**WHAT TO DO**
Please set down the records below exactly as they appear.

Collected data:
PR #781, opened 2023-04-10
remove unused settings and remove duplicates

vangheem:
### Description

### How was this PR tested?


bloodbare (approved):

nucliadb_node/nucliadb_node/settings.py
```diff
@@ -36,13 +37,7 @@ class Settings(BaseSettings):
...
 
 
-class IndexingSettings(BaseSettings):
-    index_jetstream_target: Optional[str] = "node.{node}"
-    index_jetstream_group: Optional[str] = "node-{node}"
-    index_jetstream_stream: Optional[str] = "node"
-    index_jetstream_servers: List[str] = []
-    index_jetstream_auth: Optional[str] = None
-
+class IndexingSettings(utils_settings.IndexingSettings):
```
lferran, line 40: With this change the dependency to utils is a bit bigger at the node.
If we are not planning on getting rid of it any time soon, then I think it's OK

nucliadb/nucliadb/ingest/settings.py
```diff
@@ -39,9 +39,7 @@ def _missing_(cls, value):
                 return member
 
 
-class Settings(BaseSettings):
-    grpc_port: int = 8030
-
+class DriverSettings(BaseSettings):
     # allowing defaults is not ideal
     # TODO: implement settings without defaults
```
lferran, line 44: out of curiosity: why it is not ideal?

nucliadb_node/nucliadb_node/settings.py
vangheem: I thought any change would be moving to rust right? So for any python changes, the utils package is our tooling package to use for this sort of thing.

We need something like that for rust though probably

nucliadb/nucliadb/ingest/settings.py
vangheem: IMO, things that require configuration like this should be explicit and hard fail.

For example, right now, with default redis, you also need to configure the redis to use but a user could leave this setting unfilled and wonder what is wrong when they get a bunch of redis errors.

lferran (approved):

**RESPONSE TO THE EXERCISE**
PR #781, opened 2023-04-10
remove unused settings and remove duplicates

vangheem:
### Description

### How was this PR tested?


bloodbare (approved):

nucliadb_node/nucliadb_node/settings.py
```diff
@@ -36,13 +37,7 @@ class Settings(BaseSettings):
...
 
 
-class IndexingSettings(BaseSettings):
-    index_jetstream_target: Optional[str] = "node.{node}"
-    index_jetstream_group: Optional[str] = "node-{node}"
-    index_jetstream_stream: Optional[str] = "node"
-    index_jetstream_servers: List[str] = []
-    index_jetstream_auth: Optional[str] = None
-
+class IndexingSettings(utils_settings.IndexingSettings):
```
lferran, line 40: With this change the dependency to utils is a bit bigger at the node.
If we are not planning on getting rid of it any time soon, then I think it's OK

nucliadb/nucliadb/ingest/settings.py
```diff
@@ -39,9 +39,7 @@ def _missing_(cls, value):
                 return member
 
 
-class Settings(BaseSettings):
-    grpc_port: int = 8030
-
+class DriverSettings(BaseSettings):
     # allowing defaults is not ideal
     # TODO: implement settings without defaults
```
lferran, line 44: out of curiosity: why it is not ideal?

nucliadb_node/nucliadb_node/settings.py
vangheem: I thought any change would be moving to rust right? So for any python changes, the utils package is our tooling package to use for this sort of thing.

We need something like that for rust though probably

nucliadb/nucliadb/ingest/settings.py
vangheem: IMO, things that require configuration like this should be explicit and hard fail.

For example, right now, with default redis, you also need to configure the redis to use but a user could leave this setting unfilled and wonder what is wrong when they get a bunch of redis errors.

lferran (approved):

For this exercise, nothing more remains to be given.